Latest update January 28th, 2025 12:59 AM
Apr 05, 2020 News
By Kemol King
The Guyana Elections Commission (GECOM) decided last Friday that it would conduct a national recount of all votes cast in the 2020 general and regional elections. But later that day, a partial lockdown was ordered by Public Health Minister, Ms. Volda Lawrence, to last for one month, in a bid to contain an outbreak of COVID-19.
While GECOM is an independent body with a Constitutional mandate to produce a free, fair and credible electoral process, the stringent measures proffered by Minister Lawrence’s order have the potential to hamper the operationalisation of the recount for several reasons. This intersection of the need by GECOM to execute a national recount and the need by the Executive government to protect the Guyanese public from a deadly epidemic have raised several questions.
Can a recount actually be executed with the presence of GECOM staff, electoral observers, political party representatives and the necessary security forces, given the social distancing measures that have been mandated by Minister Lawrence’s partial lockdown?
Commissioner Sase Gunraj had previously acknowledged, in response to a question posed by Kaieteur News, that the measures taken to safeguard public health against the spread of COVID-19 are sure to affect the operationalisation of the recount.
Gunraj revealed that he would be making proposals for the Commission to consider as it irons out the modalities of the recount, with the goal of ensuring that the recount can be executed in a proper and safe manner. He had made this observation even before the announcement of the partial lockdown, which now ropes the Executive into the equation.
Whether the electoral body would be allowed to operate at all, however fettered by the measures mandated by partial lockdown, is unclear. This issue was raised by Commissioner Gunraj in a Facebook post on Friday night.

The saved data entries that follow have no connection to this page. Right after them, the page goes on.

PR #1567, opened 2019-03-11
Alternative RSA implementation

ergo720:
Solves #1559. It uses the libtomcrypt/libtommath libraries to perform RSA and the modular exponentiation. Confirmed by the signature check which passes if the the signature is valid. XcModExp was verified with the respective kernel test in the xbox_kernel_test_suite, which passes as well.


PatrickvL:
LGTM

PatrickvL:
Maybe it's better to move `swap_endianess` to EmuRsa.cpp

RadWolfie:
Issues:
* .gitmodules file is converted to `crlf` instead of `lf`.
* Both libraries does not include cmake support. Their organization seems to not accept cmake in their source code.

@PatrickvL, `swap_endianess`  doesn't apply to RSA code only by the way. `endianess` is generally base on CPU architecture and some software usage which should remain in utility group.

PatrickvL:
@RadWolfie if you look at how `swap_endianess` is implemented, you'll see it's not a generic conversion function

RadWolfie:
Okay, in my opinion `swap_endianess` should be `mbedtls_swap_endianness` to avoid confusion since the function is part of mbed TLS library.

P.S. Found a typo for `endianness`.

LukeUsher:
Regarding cmake: there’s no reason why we can’t provide our own cmakelists / build rules for libraries that don’t support it by default. We can’t expect that every third party library in exisitance will always use cmake.

PR #1568, opened 2019-03-20
Fix a bug in KiClockIsr affecting slower host CPUs

ergo720:


PatrickvL:
Thanks!

src/core/kernel/exports/EmuKrnlKi.cpp
```diff
@@ -166,7 +168,7 @@ xboxkrnl::VOID xboxkrnl::KiClockIsr(
 		Hand = KeTickCount & (TIMER_TABLE_SIZE - 1);
 		if (KiTimerTableListHead[Hand].Entry.Flink != &KiTimerTableListHead[Hand].Entry &&
 			(ULONGLONG)InterruptTime.QuadPart >= KiTimerTableListHead[Hand].Time.QuadPart) {
-			KeInsertQueueDpc(&KiTimerExpireDpc, (PVOID)&KeTickCount, 0);
+			KeInsertQueueDpc(&KiTimerExpireDpc, (PVOID)OldKeTickCount, 0);
```
RadWolfie: @ergo720, you are sure this is correct? Since the parameter asked for a pointer, not a value from DWORD. I think it should be `(PVOID)&OldKeTickCount`.

ergo720: Yes, I'm sure. It should pass the value of ```OldKeTickCount```, not its address like it was doing before (and was actually another bug). ```KiTimerExpiration``` will then use ```PtrToLong``` to retrieve the value from the pointer (```PtrToLong``` does not dereference the pointer, it just casts it to a ```LONG```).

HyperScorpio:
Just a tiny fix made JSRF a little more quick. But not 100% yet.

src/core/kernel/exports/EmuKrnlKi.cpp
RadWolfie: Huh, thanks for the update. I recently took a look at ReactOS's `dpc.c` file which appear to do the same way as well.

👍

PR #1570, opened 2019-03-23
Fix warning passing ushort to set1

NZJenkins:


src/core/hle/D3D8/Direct3D9/WalkIndexBuffer.cpp
```diff
@@ -40,7 +40,7 @@ void WalkIndexBuffer_SSE41(XTL::INDEX16 & LowIndex, XTL::INDEX16 & HighIndex, XT
 
 	// Initialize mins and maxes
 	__m128i *unalignedIndices = (__m128i*) pIndexData;
-	__m128i min = _mm_set1_epi16(static_cast<short>(USHRT_MAX)); // cast as set1 only takes signed shorts
+	__m128i min = _mm_set1_epi16((short)(USHRT_MAX)); // cast as set1 only takes signed shorts
```
RadWolfie: My suggestion is to do this method:
```cpp
__m128i min = _mm_set1_epi16(-1); // cast as USHRT_MAX; argument is signed short
```

Then we don't need to worry about cast issue here. The same for below.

“The irony is not lost on me that this curfew was announced on the very day that a decision was made by GECOM to conduct a recount of all ballots cast in the 2 March 2020 General and Regional Elections,” Gunraj wrote.
The Commissioner, who is an Attorney-at-Law, said that “GECOM must be considered an essential service”. It was not listed as one in the Minister’s Order.
He explained that its non-classification as an essential service renders it “virtually comatose at this critical time”, adding that the prevailing circumstances make its classification as one imperative.
Gunraj told Kaieteur News in a telephone call yesterday that he had not been informed about whether GECOM would be classified as an essential service.
Attempts to contact Commissioners Vincent Alexander and Charles Corbin by phone were unsuccessful.
GECOM’s Public Relations Officer, Yolanda Ward, told Kaieteur News that she would not be able to answer the question of GECOM’s operations at this time, and that the Commission would have to advise on the way forward.
Kaieteur News contacted the Public Health Ministry’s Head of Public Relations, Terrence Esseboom yesterday at noon. While he agreed to forward the question of GECOM’s classification as an essential service to the Minister, subsequent calls to Esseboom revealed that he was not able to contact her.
However, Prime Minister Moses Nagamootoo held a press conference at midday yesterday to answer pertinent questions about the national response to the COVID-19 crisis. Addressing the question of GECOM’s operations and the recount, Nagamootoo said that the issue of doing a possible recount is an “anticipatory question” and that “we don’t know if there will be a recount and, when it is possible, that there will be any such recount”.
The PM noted that GECOM is a Constitutional body. He noted the separation of powers that grants GECOM independence from the Executive. However, Nagamootoo said that GECOM “would have to make the approaches at the right time to the Executive in regards to any request to facilitate any process.”
How that is handled will be determined when the time comes, as Nagamootoo said “we will navigate this sea when GECOM chooses to approach the Executive for any facilitation.”
Attorney-at-Law and People’s Progressive Party (PPP) candidate, Anil Nandlall, told Kaieteur News it is his view that GECOM’s work is not hampered by the curfew imposed. He, like Nagamootoo, noted GECOM’s independence, and posited that when GECOM decides to operationalise the national recount, the government should not hamper the electoral agency’s execution of its Constitutional mandate. Nandlall acknowledged, however, that the measures taken by the Government are necessary to contain the outbreak, and said that there must be a fair balancing act between the Government’s mandate to manage public health and GECOM’s mandate to execute a credible electoral process in the public interest.